Action item:
Retrieve every line from the records in which the word "async" occurs.

=== Begin Enclosure ===

PR #329, opened 2026-04-07
BAH-4521 | Fix. Browser date format issue

kousalyapt-tw:
This PR fixes a browser date format issue by implementing locale-based date format detection instead of using a hardcoded format string.


packages/bahmni-services/src/date/date.ts
```diff
@@ -155,6 +154,41 @@ function formatDateGeneric(
   return { formattedResult: format(dateToFormat, dateFormat) };
 }
```
PratitiP, line 156: Can we please precise the function description? 
I think we can remove some part from implementation as its self explanatory and repetitive

kousalyapt-tw: updated the function description

mohan-13 (approved):

mohan-13:
Duplicate exclusion has been added to date utils in design system to avoid dependency between bahmni-services package and design-system package

PR #330, opened 2026-04-08
BAH-4590 | Add Collapsible/Expandable Sections to Registration Form

hamsavarthiniR-Bahmni:
## Description

As a registration staff member, I want to collapse/expand non-primary form sections so that I can reduce visual clutter and focus on relevant sections, while keeping the first section always visible.


apps/registration/src/pages/PatientRegister/styles/index.module.scss
```diff
@@ -266,4 +266,42 @@
...
+  background: none;
+  border: none;
+  padding: 0;
+  cursor: pointer;
+  display: flex;
+  align-items: center;
+  justify-content: space-between;
+  text-align: left;
+
+  &:focus {
```
ravinderkabli: **blocking**: `outline: none` removes the keyboard focus indicator entirely — this violates WCAG 2.1 SC 2.4.7 (Focus Visible). Keyboard users tabbing to the toggle button will see no visual indication of focus.

Replace with a Carbon-token-based focus ring:
```scss
&:focus-visible {
  outline: 2px solid $focus;
  outline-offset: -2px;
}
```
Or better yet, use `Accordion`/`AccordionItem` from `@bahmni/design-system` which handles focus correctly out of the box.

apps/registration/src/pages/PatientRegister/PatientRegisterSection.tsx
```diff
@@ -59,16 +66,53 @@ const PatientRegisterSection: React.FC<PatientRegisterSectionProps> = ({
...
   }
 
+  const handleKeyDown = (e: React.KeyboardEvent<HTMLButtonElement>) => {
+    if (e.key === 'Enter' || e.key === ' ') {
+      e.preventDefault();
+      onToggle();
+    }
+  };
+
   return (
```
ravinderkabli: **blocking**: This builds a custom collapsible mechanism (button + chevron + display:none + onKeyDown + aria-expanded) from scratch, but `@bahmni/design-system` already exports `Accordion`/`AccordionItem` wrappers that provide all of this out of the box — focus management, keyboard interaction, ARIA semantics, and animation.

CLAUDE.md: _"Don't create custom button, input, modal, or table components — Carbon provides these"_ and _"Don't import Carbon directly in feature code when a @bahmni/design-system wrapper exists."_

Consider using `<AccordionItem title={t(section.translationKey)} open={isExpanded} onHeadingClick={onToggle}>` — this also resolves the focus indicator issue.

apps/registration/src/pages/PatientRegister/PatientRegister.tsx
```diff
@@ -127,6 +153,30 @@ const PatientRegister = () => {
     );
 
     if (!isValid) {
```
ravinderkabli, line 155: **suggestion**: `validate()` is called on every ref here a second time — `validateAllSections` already called them above. This double-invocation fires error-state side effects twice per failed save (potential UI flicker or duplicate error messages).

Consider refactoring `validateAllSections` to return per-section validity results, then use that to drive the expand logic without re-invoking `validate()`.

apps/registration/src/pages/PatientRegister/PatientRegister.tsx
```diff
@@ -127,6 +153,30 @@ const PatientRegister = () => {
...
+        additionalIdentifiers: () =>
+          shouldShowAdditionalIdentifiers
+            ? (patientAdditionalIdentifiersRef.current?.validate() ?? true)
+            : true,
+        relationships: () =>
+          patientRelationshipsRef.current?.validate() ?? true,
+      };
+
+      const sectionsToExpand = new Set(expandedSections);
+      sections.forEach((section) => {
```
ravinderkabli, line 170: **suggestion**: The fallback `?? true` means unknown control types default to "no error" — if a new control type is added to the config but not to `controlValidators`, that section will never auto-expand even when `validateAllSections` fails.

Consider changing to `?? false` so unknown types default to "has error" (safer — the section expands rather than hiding the error).

apps/registration/src/pages/PatientRegister/__tests__/PatientRegister.test.tsx
```diff
@@ -1126,4 +1126,186 @@ describe('PatientRegister', () => {
...
+
+      await waitFor(() => {
+        // Verification is that component doesn't throw and state updates properly
+        expect(screen.getByTestId('patient-profile')).toBeInTheDocument();
+      });
+    });
+
+    it('should auto-expand sections with validation errors on save', async () => {
+      // Mock validation to fail
+      (validateAllSections as jest.Mock).mockReturnValue(false);
```
ravinderkabli, line 1242: **suggestion**: These auto-expand tests mock `validateAllSections` to return `false` but never mock any ref's `.validate()` to return `false`. Since refs are `createRef()` with `.current = null`, the validators always evaluate to `true` (no errors), so `sectionsToExpand` is always empty — the auto-expand logic is never actually exercised.

To fix: mock the config to include sections with specific control types, mock the corresponding ref's `.validate()` to return `false`, then assert the section content loses the `sectionContentCollapsed` class.

apps/registration/src/pages/PatientRegister/__tests__/PatientRegister.test.tsx
```diff
@@ -1126,4 +1126,186 @@ describe('PatientRegister', () => {
...
+      renderComponent();
+
+      // All section headers with translationKey should be rendered
+      const sectionHeaders = screen.getAllByTestId('section-header-tile');
+      expect(sectionHeaders.length).toBeGreaterThan(0);
+    });
+
+    it('should toggle section expanded state when clicking section header', async () => {
+      renderComponent();
+
```
ravinderkabli, line 1191: **suggestion**: This test clicks `section-header-tile` (the outer Tile div), but `onClick` is on the inner `<button data-testid="collapsible-toggle-button">`. Clicking the Tile won't trigger `toggleSection`. The assertion then checks `section-content` elements exist, which is always true.

Use `getAllByTestId('collapsible-toggle-button')` and assert on `aria-expanded` before/after the click.

ravinderkabli (changes requested):
## Review for BAH-4590

The collapsible section feature works end-to-end and the ARIA wiring is a good start. However there are two blocking accessibility/architecture issues that must be resolved before merge, plus four significant suggestions.

Found **2 blocking issue(s)**, **4 suggestion(s)**, and **3 nit(s)**.

**Acceptance Criteria**: 7/10 met — AC1-AC5 and AC7-AC8 appear satisfied; AC6 (section auto-expands and scrolls into view on failed save) is partially verified but the test coverage does not actually exercise the expand logic (see inline comment on line 1206).

---

### Additional issues (not pinned inline)

| # | Severity | Location | Summary |
|---|----------|----------|---------|
| 7 | MINOR | `PatientRegister.test.tsx` ~L1155 | **Weak multi-section collapse assertion** — test asserts the number of `.sectionContentCollapsed` elements but never checks *which* section collapsed; a swap bug would pass undetected. Assert on the specific section's content element instead. |
| 8 | MINOR | `PatientRegister.test.tsx` ~L1185 | **AC6 test only verifies first section** — the test config registers two sections with errors but only asserts `sectionsToExpand[0]`; the second section's expand behaviour is never verified. |
| 9 | MINOR | `PatientRegister.tsx` — `sections` declaration | **Missing `useCallback`/`useMemo`** — `handleSavePatient` and `toggleSection` are recreated on every render and passed as props; wrap them in `useCallback` to prevent unnecessary child re-renders. |
| 10 | INFO | `PatientRegisterSection.tsx` L3 | **Import ordering** — `React` import should come before the `@carbon` import to satisfy the configured `import/order` rule (builtin → external → internal). Run `yarn lint:fix` to auto-correct. |

apps/registration/src/pages/PatientRegister/PatientRegisterSection.tsx
hamsavarthiniR-Bahmni: done

apps/registration/src/pages/PatientRegister/styles/index.module.scss
hamsavarthiniR-Bahmni: done

apps/registration/src/pages/PatientRegister/PatientRegister.tsx
hamsavarthiniR-Bahmni: done

apps/registration/src/pages/PatientRegister/__tests__/PatientRegister.test.tsx
hamsavarthiniR-Bahmni: done

ravinderkabli (approved):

=== End Enclosure ===

Response for this exercise:
+    it('should auto-expand sections with validation errors on save', async () => {
+    it('should toggle section expanded state when clicking section header', async () => {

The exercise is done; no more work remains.